# how do i remove burr comb on frame without damaging frame or harming bees?



## Hebsgirl

Hi, I am a brand new beekeeper, just installed my package of bees one week ago. When I did my inspection to make sure queen had been released (she had been) I saw that burr comb had been produced on and between the frames where queen cage had hung.
I realize that it is there due to the fact that the queen cage left more space than should have been there.
I couldn't ponder on the removal of it during my inspection since temp was only 51 degrees /a bit damp as it had rained that day and I didn't want to have hive open any longer than necessary & I still needed to refill feeder bag/ but mostly because I didn't KNOW how to remove it properly without harming the bees (they were clustered all over it).

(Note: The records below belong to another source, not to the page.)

PR #2945, opened 2022-08-04
Update MSBuild version to fix official build

sbomer:
I think this will fix the official build - see https://github.com/dotnet/arcade/issues/10280 for context.

### DIFF
--- a/global.json
+++ b/global.json
@@ -5,7 +5,8 @@
     "rollForward": "major"
   },
   "tools": {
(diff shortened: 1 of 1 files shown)


MattGal (approved):
LGTM, I already tried the same thing in internal https://dev.azure.com/dnceng/internal/_build/results?buildId=1923531&view=logs&j=b11b921d-8982-5bb3-754b-b114d42fd804

PR #2980, opened 2022-08-17
Add support for generic attributes

sbomer:
Depends on https://github.com/mono/cecil/pull/36.
Fixes https://github.com/dotnet/linker/issues/2963.


vitek-karas (approved):
Looks good - maybe create an issue to add tests which do some simple validation of data flow stuff on the generic instantiations of attributes.
I'm not worried about linker, but analyzer and AoT might have problems.

PR #2983, opened 2022-08-18
Check for value in LocalVariableStore and only validate on changes to locals

jtschuster:
With changes in behavior with warn=5, ValidateNoReferenceToReference would sometimes fail with a local variable value not being in the LocalVariableStore. This uses a TryGetValue instead of a direct access.

Also, instead of validating the local variable state on every instruction, we can limit it to places where `locals` is modified or passed outside of the function.

### DIFF
--- a/src/linker/Linker.Dataflow/MethodBodyScanner.cs
+++ b/src/linker/Linker.Dataflow/MethodBodyScanner.cs
@@ -187,7 +187,8 @@ namespace Mono.Linker.Dataflow
 				VariableDefinition localVariable = keyValuePair.Key;
 				foreach (var val in localValue) {
 					if (val is LocalVariableReferenceValue reference
-						&& locals[reference.LocalDefinition].Value.Any (v => v is ReferenceValue)) {
+					&& locals.TryGetValue (reference.LocalDefinition, out var referencedValue)
+					&& referencedValue.Value.Any (v => v is ReferenceValue)) {
 						throw new LinkerFatalErrorException (MessageContainer.CreateCustomErrorMessage (
 								$"In method {method.FullName}, local variable {localVariable.Index} references variable {reference.LocalDefinition.Index} which is a reference.",
 								(int) DiagnosticId.LinkerUnexpectedError,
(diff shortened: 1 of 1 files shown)


src/linker/Linker.Dataflow/MethodBodyScanner.cs
```diff
@@ -187,7 +187,8 @@ static void ValidateNoReferenceToReference (LocalVariableStore locals, MethodDef
 				VariableDefinition localVariable = keyValuePair.Key;
 				foreach (var val in localValue) {
 					if (val is LocalVariableReferenceValue reference
-						&& locals[reference.LocalDefinition].Value.Any (v => v is ReferenceValue)) {
+					&& locals.TryGetValue (reference.LocalDefinition, out var referencedValue)
```
tlakollo, line 190: nit: indentation is off

src/linker/Linker.Dataflow/MethodBodyScanner.cs
```diff
@@ -187,7 +187,8 @@ static void ValidateNoReferenceToReference (LocalVariableStore locals, MethodDef
...
+					&& referencedValue.Value.Any (v => v is ReferenceValue)) {
```
tlakollo, line 191: So basically this new logic says continue, in the scenario that was failing:
V_9 was trying to reference V_2 which was not present in the locals at that moment. What happens if we continue and then V_2 was a ReferenceValue, we are long gone from the check of V_9, is that even possible?

tlakollo (approved):
Nice! thanks

src/linker/Linker.Dataflow/MethodBodyScanner.cs
```diff
@@ -186,12 +186,12 @@ static void ValidateNoReferenceToReference (LocalVariableStore locals, MethodDef
 				MultiValue localValue = keyValuePair.Value.Value;
 				VariableDefinition localVariable = keyValuePair.Key;
 				foreach (var val in localValue) {
-					if (val is LocalVariableReferenceValue reference
-						&& locals[reference.LocalDefinition].Value.Any (v => v is ReferenceValue)) {
-						throw new LinkerFatalErrorException (MessageContainer.CreateCustomErrorMessage (
-								$"In method {method.FullName}, local variable {localVariable.Index} references variable {reference.LocalDefinition.Index} which is a reference.",
-								(int) DiagnosticId.LinkerUnexpectedError,
-								origin: new MessageOrigin (method, ilOffset)));
+					if (val is LocalVariableReferenceValue localReference && localReference.ReferencedType.IsByReference) {
```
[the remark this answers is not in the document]
jtschuster: An `int*` will have `IsPointer` set, but not `IsByReference`, so I think it should be okay.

I have been told if burr comb is on tops of frames I should just scrape it off with my hive tool....but do I also scrape in same way from INSIDE of frames?
I am hoping to get some good advice soon as weather should be warming into 70s w/lots of sun in next couple of days and I will be trying to get back out and remedy this mistake I have created due to my newness!!! Any advice would be most appreciated!!!


----------



## Hogback Honey

When it's warm enough to do an inspection, when you take the frames out, scrape the comb off. If bees are on it, give it a little smoke, that should move them off. It's no big thing, so don't fret over it.


----------



## odfrank

Ignore it. A beehive is not immaculate. Just make sure your frames are push tight together. In my climate many hives look like this, if I remove it they replace it:


----------



## Hebsgirl

thanks so much for the info!! I really appreciate the speedy reply!!


----------



## AmericasBeekeeper

Welcome!


----------